I agree with Michael Tsai: Handbrake is the easiest way I know to convert video (especially from DVDs) for use on iPhones, iPods, and non-hacked Apple TVs. (Via Mat Lu.)

Kara Swisher: Twitter Rejects Acquisition Offer From Facebook 

She reports that Facebook offered to acquire Twitter for $500 million in Facebook stock, but the Twitter board (wisely) wanted cash. I’m not sure I’d sell a sandwich in exchange for Facebook stock.

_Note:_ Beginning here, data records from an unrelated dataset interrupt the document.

PR #2801, opened 2026-08-01
refactor(budget-optimizer): allocate_budget returns BudgetOptimizationResult

PabloRoque:
## Description

Stacked on #2654 (base: `refactor/budget-optimizer-pm-model`). First of two follow-up refactors preparing the ground for #2621.

`allocate_budget` now returns a `BudgetOptimizationResult` instead of a variable-arity tuple (2-tuple, or 3-tuple when `callback=True`):

```python
@dataclass
class BudgetOptimizationResult:
    budgets: DataArray                     # optimized allocation, monetary units
    scipy_result: OptimizeResult           # raw scipy diagnostics
    optimized_vars: dict[str, DataArray]   # {} until #2621
    callback_info: list[OptimizationIterationInfo] | None  # was the 3rd tuple element
```

**Backward compatible:** iterating the result yields `(budgets, scipy_result)`, so every existing `optimal, res = optimizer.allocate_budget(...)` call site works unchanged. `callback=True` no longer changes the return arity — the per-iteration diagnostics land in `result.callback_info`, now typed via `TypedDict`s (`OptimizationIterationInfo`, `ConstraintIterationInfo`).

Also:
- **Remove the `mu_effects` field.** Its only behaviour was raising `NotImplementedError` when an effect had `replace_for_optimization`, and #2621 fills that gap with a different mechanism (`optimizable_vars`) under which the field is dead state. A `DeprecationWarning` is emitted (and the argument ignored) if a caller still passes it. `MMM.budget_optimizer` no longer forwards it.
- **Collapse `_compiled_functions`** — a dict keyed by the fixed `utility_function` field that could only ever hold one entry — into a plain `_objective_and_grad` attribute.

### Motivation

`optimized_vars` gives #2621's co-optimized lever values a typed home instead of attaching attributes onto scipy's `OptimizeResult`, and the fixed return arity removes the `callback=` wart before a third consumer appears. Deleting `mu_effects` now means the placeholder doesn't outlive the design it was placed for.

## Related Issue

- Related to #2654 and #2621 (this PR sits between them)

## Checklist

- [x] Code passes all tests: `test_budget_optimizer.py` (27), `test_budget_optimizer_mmm.py` + `test_cost_per_unit.py` (80), all passing locally
- [x] New tests: result-object contract (attributes + iteration), fixed arity with/without callback, `mu_effects` deprecation warning
- [x] pre-commit (ruff, mypy) clean

## Modules affected

[...]

PR #2802, opened 2026-08-01
refactor(budget-optimizer): OptimizationVariable abstraction for the decision vector

PabloRoque:
## Description

**Stacked on #2801** (which stacks on #2654). GitHub cannot target a fork branch as base, so this PR targets `refactor/budget-optimizer-pm-model` and *includes* #2801's commit — review only the top two commits:

- `d9063460` — the `OptimizationVariable` abstraction (behaviour-neutral code move)
- `483793aa` — the zero-gradient warning (separable; drop it if contentious)

### The problem

The forward map (flat decision vector → model tensors: mask scatter, `channel_scales`, temporal distribution, `cost_per_unit`, adstock zero-padding) and the inverse map (solution → labelled `DataArray`) were written independently, ~150 lines apart, agreeing only by convention. Consequences: `x0` was effectively unusable (nobody can hand-construct boolean-mask-flattening order over transposed dims for a `(channel, geo)` budget), and any second decision variable (#2621's levers) must fork the flat-layout/bounds/x0/unpacking path in four places.

### Commit 1 — `OptimizationVariable` abstraction (behaviour-neutral)

New module `pymc_marketing/mmm/optimization_variables.py`:

- **`OptimizationVariable`** (ABC): one named, contiguous segment of the flat vector — `to_model(z)` (forward), `unpack(x)` / `pack(da)` (inverse pair, stated once), `default_x0`, `default_bounds`.
- **`MediaVariable`**: a faithful relocation of the existing media path. No arithmetic changed.
- **`OptimizationVariables`**: owns the flat symbolic input, the slice layout (tiles `[0, size)` exactly), and the substitution dict for a single joint `do()` call.

`BudgetOptimizer` shrinks by ~120 lines; construction is now `do(freeze_dims_and_data(...), self._variables.substitutions())`, and bounds/x0/result-unpacking each go through the same layout. `_budgets_flat`/`_budgets` remain as attributes (constraints and downstream code reach into them).

**`x0` now accepts a labelled `DataArray` or `{name: DataArray}` dict** — warm-starting from a previous solution or a current spend plan finally works for multi-dimensional budgets.

**Behaviour-neutrality evidence:** all 127 pre-existing tests in `test_budget_optimizer.py`, `test_budget_optimizer_mmm.py`, and `test_cost_per_unit.py` pass unchanged, plus 16 new property tests (`pack(unpack(x)) == x`, `unpack(pack(da)) == da` over 1-D/2-D shapes with full/partial masks and shuffled coords; slice tiling; error paths). One existing test's expected error message was updated (`test_allocate_budget_custom_minimize_args` asserted an incidental numpy indexing message from the old hand-written unpack; the layout now raises a deliberate shape-validation error).

One pre-existing oddity preserved deliberately: when `budget_distribution_over_period` is set, the distribution branch rebuilds from the unscaled flat variable, so `channel_scales` is effectively ignored on that path. `MediaVariable` replicates this exactly; flagging it here for a separate fix if it is indeed a bug.

### Commit 2 — zero-gradient warning (separable)

With a configurable `response_variable`, no decision variable — media included — is guaranteed to reach the objective; the solver would silently return the seed as the "optimum". `allocate_budget` now evaluates the compiled gradient once at `x0`; any variable whose whole slice is exactly zero (excluding coordinates pinned by `low == high` bounds) is re-probed at a perturbed in-bounds point and reported by name if still zero. Pinned coordinates are skipped so deliberately fixed cells are not misreported as inert. Cost: at most two extra function evaluations, the second only when a variable's slice is exactly zero.

### What this does to #2621

Its rebase becomes: implement the lever as an `OptimizationVariable` subclass, translate `OptimizableMuEffect` → variable in `MMM.budget_optimizer`, and fill `result.optimized_vars`. The `_var_slices` bookkeeping, the media-head/lever-tail special-casing in four places, and the lever-only gradient guards all dissolve into the shared layout.

## Related Issue

- Related to #2654, #2801, #2621 (sequence: #2654 → #2801 → this → #2621 rebase)

## Checklist

- [x] All optimizer suites pass locally: 127 pre-existing + 20 new (property tests, labelled-x0, probe)
- [x] pre-commit (ruff, mypy) clean

## Modules affected

- `mmm.optimization_variables` (new)
- `mmm.budget_optimizer`

## Type of change

- [x] Refactor (behaviour-neutral) + one new warning

----
📚 Documentation preview 📚: https://pymc-marketing--2802.org.readthedocs.build/en/2802/


daimon-pymclabs:
### Blocker: the inverse map disagrees with the forward map

`MediaVariable` takes its `dims`/`coords` from the mask (`optimization_variables.py:192-193`), but the forward map is purely positional: `scattered()` does `budgets_zeros[self._bool_mask].set(z)` into the model's tensor layout. Step 4 only transposes the mask (`budget_optimizer.py:1413`) and never reindexes it to `_budget_coords`, so when a user passes a `budgets_to_optimize` mask whose coord order differs from the model's, the two maps drift and `unpack()` labels each value with the wrong channel.

Reproduced on the `mmm_wrapper` fixture with a mask coord order of `[channel_2, channel_1]` against a model ordered `[channel_1, channel_2]`, bounds capping `channel_1` at 5 and `channel_2` at 95:

```
forward-map channel_data (first row): [1000.  1.]
=> flat entry 0 (value 1000) lands in model column 0, which the MODEL calls channel_1
=> unpack() labels the value 1000 as channel: channel_2
```

End to end, base and this branch produce the identical flat solution (`4.99999999999935`, `95.0`); only the labels flip. `budget_bounds` *is* reindexed to model coords (`budget_optimizer.py:1889-1895`), so flat entry 0 correctly carries `channel_1`'s bound and lands in `channel_1`'s model column. Base labels it `channel_1`; this branch labels it `channel_2`. That makes it a regression in `d9063460`, not a pre-existing bug, and a silent one: the returned allocation is self-consistent and simply attributes spend to the wrong channel.

**Fix:** either source `MediaVariable.coords` from `_budget_coords` (restores base behaviour exactly), or better, reindex the mask to model coord order at step 4 so the forward and inverse maps cannot drift.

**Why the tests miss it:** the 16 new property tests check `pack(unpack(x)) == x` and `unpack(pack(da)) == da`. Both assert self-consistency of the inverse pair with itself; neither pins the inverse to the forward map, which is the invariant that broke. A test that evaluates `to_model` on a distinguishable flat vector and asserts the model column it lands in matches the label `unpack` returns would catch it (it fails on this branch). No existing test passes a reordered mask, so the full suite staying green does not speak to this.

PabloRoque:
Confirmed, and thank you — reproduced exactly as you described, fixed in `8547e0bd` with your option 2 (reindex the mask at step 4).

**Your diagnosis was right, and the fix reaches one layer further than the report.** Because the mask is consumed positionally *and* supplies the labels, a reordered mask doesn't only mislabel — it also selects the wrong cells. That half is pre-existing (base has it too), so option 1 (`coords` from `_budget_coords`) would have restored base's labels while leaving it in place; option 2 fixes both. Measured, model ordered `[channel_1, channel_2]`, user mask meaning "optimize channel_2, freeze channel_1" written as `[channel_2, channel_1]`:

```
before: optimized value lands in model column 0 == channel_1   (the channel the user froze)
after:  lands in model column 1 == channel_2, unpacks as channel_2
```

The nastier variant is that with a partial mask the two shifts can cancel in the labelled output: the returned allocation looks correct while the objective behind it was computed with the spend in the other channel's saturation curve.

**Two regression tests, both verified failing without the fix** (I checked each independently, including that the label assertion alone catches it — `channel_1` came back with 95.0 against a 5.0 cap):

- `test_shuffled_mask_labels_match_model_coords` — your prescription: distinguishable per-channel bounds, assert the value attributed to a channel is the one its own bounds produced.
- `test_partial_mask_result_is_invariant_to_coord_order` — the same intent written in two coord orders must agree on the allocation *and* the objective value, catching the cancelling case.

Your point about why the property tests missed it is the part I'd want to keep on the record: `pack(unpack(x))` and `unpack(pack(da))` pin the inverse pair to *itself*, so a shared-frame error is invisible to them by construction. The new tests pin the inverse map to the forward map instead.

Also worth noting the asymmetry that made this possible: `cost_per_unit` (`:1742`) and `budget_bounds` (`:1994`) were already reindexed to model coords; only the mask was merely transposed. `budget_distribution_over_period` still is — it's transposed but not reindexed, so a user passing it in a different coord order hits the same class of drift. That one is pre-existing and out of this PR's diff; happy to take it here if you'd rather not leave it, otherwise I'll file it as a follow-up.

The stacked PR (#2804) has been rebased onto the fix. Full suites green: 129 on this branch, 185 with #2804 on top.

PabloRoque:
Fair correction on "addressed your feedback" — that should have read "addressed the blocker". The rest is now in, in `3cb32698`.

**Taken, with your reasoning:**

- **Probe direction.** You convinced me. The midpoint is `total_budget/2` *per cell* for media, and for a response already flat at `x0` a more distant point is flatter still, so the probe was capable of confirming its own "inert" verdict. It now steps a small amount **relative to `x0`**, staying inside the box, with the far end of the box as a fallback only when the box is narrower than the step. Both existing cases still separate correctly: a quadratic at its optimum reads non-inert, a genuinely dead coordinate stays zero. All branches — including the low-only/high-only/unbounded ones you noted are unreachable for `MediaVariable` — now have direct unit tests.
- **`check_gradients: bool = True`** on `allocate_budget`. And since you flagged the cost: the finiteness check and the gradient probe now share **one** evaluation at `x0` instead of taking one each, so with levers the overhead is halved as well as switchable.
- **`flat_dim`** — implemented your version rather than my first instinct (a shared constant, which wouldn't stop a caller passing a custom value to one and not the other): the container now owns the name and pushes it onto its variables, and it's declared on the protocol. Test asserts realignment.
- **Multi-variable coverage.** A second synthetic variable now exercises the `isel` branch end to end — layout, `x0`/bounds concatenation, `pack`/`unpack`, `substitutions`, and `to_model` on the isel'd slice reading the right flat entries. Independently valuable: it's the branch every future variable takes, and it was invisible to CI.
- **`pack` with an extra dim**, **`OptimizationVariable(s)`/`MediaVariable` exports**, and the **stale TypeError comment** (now says what `filter` actually still does — a shape check, since the dtype is coerced above it).

**Passing on one, deliberately:** the duplicate `scattered()` subgraph behind `self._budgets`. You're right that it undercuts the "stated once" framing, and I'd rather concede that than fix it — every clean version means caching symbolic slices or restructuring graph construction, for values that already agree and a subgraph pytensor merges. Noting it as a known blemish; happy to revisit if it ever stops being cosmetic.

**On the neutrality claim** — reasonable not to take my word for it given your box. For the record I did complete the runs: 140 green on this branch, 196 with #2804 stacked on top. And your point stands regardless: no existing test passed a reordered mask, so a green suite never spoke to the bug.

**No need for the probe PR** — your forward-vs-inverse probe is in as `test_shuffled_mask_labels_match_model_coords`, plus `test_partial_mask_result_is_invariant_to_coord_order` for the case where the labelling and selection shifts cancel in the output while the model optimizes the other channel's curve. I verified each fails without the fix, including that the label assertion alone catches it.

Thanks — the blocker was a genuine silent-wrong-answer bug and the test-gap diagnosis (round-trip properties pin the inverse pair to itself, not to the forward map) is the part I'd most want future readers of this module to see.

PabloRoque:
All round-2 items landed in `61a3342f` (152 tests green here, 208 with #2804 stacked):

- **Two-point probe**, as you proposed: local step + furthest reachable bound, inert only when both read zero, second evaluation lazy. Your dead-zone case is a self-calibrating test on the repo fixture — verified it fails with local-only probing, reproducing your exact warning. The one-sided local swing was my overcorrection, not your ask.
- **Narrow boxes**: relative-tolerance-vs-absolute-room fixed, scale floored at unit scale (your `x0=1e-12` case), and coordinates with no distinct probe point now carry no evidence either way — they can no longer convict a variable via a re-evaluation at `x0`. Tested at `x0=1e6` with boxes of width 1 and 5.
- **`flat_dim`**: contract is now *reject*, not realign — you're right that silently renaming a coherent variable is worse. The commit message overstating the old bug is corrected (`scattered()` is positional; the uniform branch never read `flat_dim`).
- **The two open items**: the `isnull` branch and the bool coercion now have tests. On the pydantic envelope — real, but uniform across every `model_post_init` raise, so I'd convert them all in a separate pass rather than make one inconsistent.
- **Not taking**: the duplicate `scattered()` subgraph (conceded as a blemish; every clean fix restructures graph construction for values that already agree).

**Scope note for this PR:** the inert-variable probe is a best-effort *warning* — it tries to answer "is this function flat everywhere or just here?" from point evaluations, which no finite probe set can settle; two points cover the two failure modes found so far, and results are never affected (as you noted). I'm freezing it at this level for #2802: the load-bearing guarantees remain the exact ones (construction-time ancestry check, `check_gradients` escape hatch), and further probe refinements go to a follow-up issue rather than this thread.

Thanks for verifying each item against the code — two of the last three findings were introduced by my fixes to the previous ones, which is exactly the failure mode only this kind of review catches. No need for the offered PR; both your repros are in as tests.

PabloRoque:
Superseded by #2879, which rebuilds this from current `main` as a single commit.

`main` has moved a long way since this branch was cut: #2654 merged, the `BudgetOptimizationResult` work landed via #2853, and #2852 restructured `model_post_init`. Rebasing would have meant resolving duplicate-content conflicts across six commits for code that is already upstream, so #2879 carries only what is genuinely new.

What changed in the rebuild:

- **The inert-variable gradient probe is gone** (with its `check_gradients` kwarg and tests), tracked in #2807 instead. It never affected results, and it accreted an edge case per review round — it does not belong in an abstraction PR.
- **The mask coordinate-order fix is kept**, both halves, with the two regression tests. Worth noting this bug is still live in `main`: `budgets_to_optimize` is transposed but never reindexed, while `cost_per_unit` and `budget_bounds` are.
- Everything else is the same abstraction, now **5 files / +932−148 in one commit** rather than 7 files / +1574−231 across six.

@daimon-pymclabs — your findings all carried over; the review history that produced them is here, so I am leaving this thread intact rather than deleting the branch. Closing in favour of #2879.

iPhone Developer Paying for Five-Star App Store Reviews Via Mechanical Turk 

Brian X. Chen:

The developer of Santa Live, a jokey iPhone app for kids, appears to have posted a listing on Amazon’s Mechanical Turk offering to pay $4 for the highest-rated reviews on Apple’s iPhone App Store. “So for this hit, all you have to do is download the application ($1.99) and then leave a 5 star review for the app in iTunes or the App Store,” said the posting, which has now been taken down, but is preserved here by a screenshot taken by “Techtistic”, a reader of The Unofficial Apple Weblog.

The developer’s name is Adam Majewski. I saw a similar request that Majewski posted to Mechanical Turk on November 14, where he was offering only $2 (just one penny more than the cost of the app) and only asked for the app to be downloaded and reviewed, without specifying that the review be positive.

TaskPaper 2.0 

Major update to Hog Bay Software’s $30 list-based task manager. I’m not sure what to make of it. I like that it’s quite a bit simpler than OmniOutliner (and miles simpler than OmniFocus), and I like that it’s less structured than Things.

But it feels like an outliner without outlining features. I don’t think a task manager needs to be hierarchical, but if it is hierarchical (that is, if tasks can have sub-tasks, and sub-tasks can have sub-sub-tasks, etc.) then I expect to be able to fold and unfold sections of the hierarchy with disclosure triangles. TaskPaper doesn’t do that, other than allowing you to hoist (in outlining terms) a top-level project.

Definitely worth a look, especially if you’re not entirely satisfied with whatever you’re using now for task management.